Indeed, let $$$$p:=P(B),\quad B:=\bigcap_1^n A_j,\quad p_j:=P(A_j).$$$$ We want to find the extreme values of $$$$d:=p-\prod_1^n p_j.$$$$
Clearly, $$p_j\ge p$$ for all $$j$$ and hence $$$$d\le p-p^n\le\max_{0\le p\le1}(p-p^n)=r-r^n,$$$$ where $$r:=1/n^{1/(n-1)}$$. On the other hand, if $$A_1=\dotsb=A_n$$ and $$p_j=r$$ for all $$j$$, then $$d=r-r^n$$. So, $$$$\max d=r-r^n=\frac{n-1}{n^{n/(n-1)}}$$$$ (so that $$\max d\to1$$ as $$n\to\infty$$).

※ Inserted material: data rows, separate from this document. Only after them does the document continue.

PR #157, opened 2020-03-30
tools: clean up ignore_str for sof-kernel-log-check.sh

aiChaoSONG:
Some of the items in ignore_str is deprecated, and some new are needed. This patch do a clean up on ignore_str according to current kernel and sof status.

### DIFF
--- a/tools/sof-kernel-log-check.sh
+++ b/tools/sof-kernel-log-check.sh
@@ -3,7 +3,7 @@
 begin_line=${1:-1}
 declare err_str ignore_str project_key
 err_str="error|failed|timed out|panic|oops"
-ignore_str="hda_sdw_acpi_scan failed|ACPI scan error|error: debugfs write failed to idle -16|error: status |error: cl_dsp_init|iteration [01]"
+ignore_str="hda_sdw_acpi_scan failed|ACPI scan error|error: debugfs write failed to idle -16|error: status|iteration [01]"
 project_key="sof-audio"
 
 [[ ! "$err_str" ]] && echo "Missing error keyword list" && exit 0
--- a/tools/sof-kernel-log-check.sh
+++ b/tools/sof-kernel-log-check.sh
@@ -3,7 +3,7 @@
 begin_line=${1:-1}
 declare err_str ignore_str project_key
 err_str="error|failed|timed out|panic|oops"
-ignore_str="ACPI scan error|error: debugfs write failed to idle -16|error: status |error: cl_dsp_init|iteration [01]"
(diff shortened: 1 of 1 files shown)


aiChaoSONG:
This PR should be merged along side https://github.com/thesofproject/sof-test/pull/154, or the kmod test case will fail due to new ignore item(mainly sdw acpi scan error on none soundwire platforms) not ignored.

tools/sof-kernel-log-check.sh
```diff
@@ -28,8 +28,10 @@ else
 fi
 
 if [ "$err" ]; then
-    echo "Caught error: $err"
-    echo "kernel log has error(s)"
+    echo `date -u '+%Y-%m-%d %T %Z'` "[ERROR]" "Caught dmesg error"
+    echo "===========================>>"
+    echo $err
```
Bin-QA: please use `echo "$err"`, it will keep string format

tools/sof-kernel-log-check.sh
```diff
@@ -3,7 +3,7 @@
 begin_line=${1:-1}
 declare err_str ignore_str project_key
 err_str="error|failed|timed out|panic|oops"
-ignore_str="no reply expected,|error: debugfs write failed to idle -16|error: status |error: cl_dsp_init|iteration [01]"
+ignore_str="hda_sdw_acpi_scan failed|ACPI scan error|error: debugfs write failed to idle -16|error: status|iteration [01]"
```
Bin-QA: we don't need `no reply expected`?  
I remember catch this information with `error` keyword from `dmesg`  

So here you need to confirm which ignore keyword is you want ignored  
when combine `$err_str`, except you modify the `grep` logic to `ignore` as 1st order

tools/sof-kernel-log-check.sh
aiChaoSONG: sure

tools/sof-kernel-log-check.sh
aiChaoSONG: @Bin-QA Oh, for the 'no reply expected' error, it's a long story. Previously, We have ROM message propagate to IRQ thread, this ROM message is not initiated by the kernel, thus not contains any reply, that's why the message is in dmesg. After a kernel fix, ROM message never goes to IRQ thread, so, this message will never appear in dmesg, if we see it, then there must be some error, we should not ignore this message any more.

Next, $$$$B^c=\bigcup_1^n A_j^c,$$$$ where $$^c$$ denotes the complement. So, $$$$1-p=P(B^c)\le\sum_1^n P(A_j^c)=n-\sum_1^n p_j,$$$$ so that $$\sum_1^n p_j\le n-(1-p)$$ and hence, by the AM–GM inequality, $$$$d\ge p-\Bigl(\frac{n-(1-p)}n\Bigr)^n=p-\Bigl(1-\frac{1-p}n\Bigr)^n=:f(p).$$$$ Since $$f(p)$$ is increasing in $$p\in[0,1]$$, we have $$f(p)\ge f(0)=-\bigl(1-\frac1n\bigr)^n$$. So, $$d\ge-\bigl(1-\frac1n\bigr)^n$$. On the other hand, if the sets $$A_1^c,\dotsc,A_n^c$$ form a partition of $$\Omega$$ and $$P(A_j^c)=\frac1n$$ for all $$j$$, then $$p=0$$ and $$p_j=1-\frac1n$$ for all $$j$$, whence $$d=-\bigl(1-\frac1n\bigr)^n$$. So, $$$$\min d=-\Bigl(1-\frac1n\Bigr)^n$$$$ (so that $$\min d\to-1/e$$ as $$n\to\infty$$).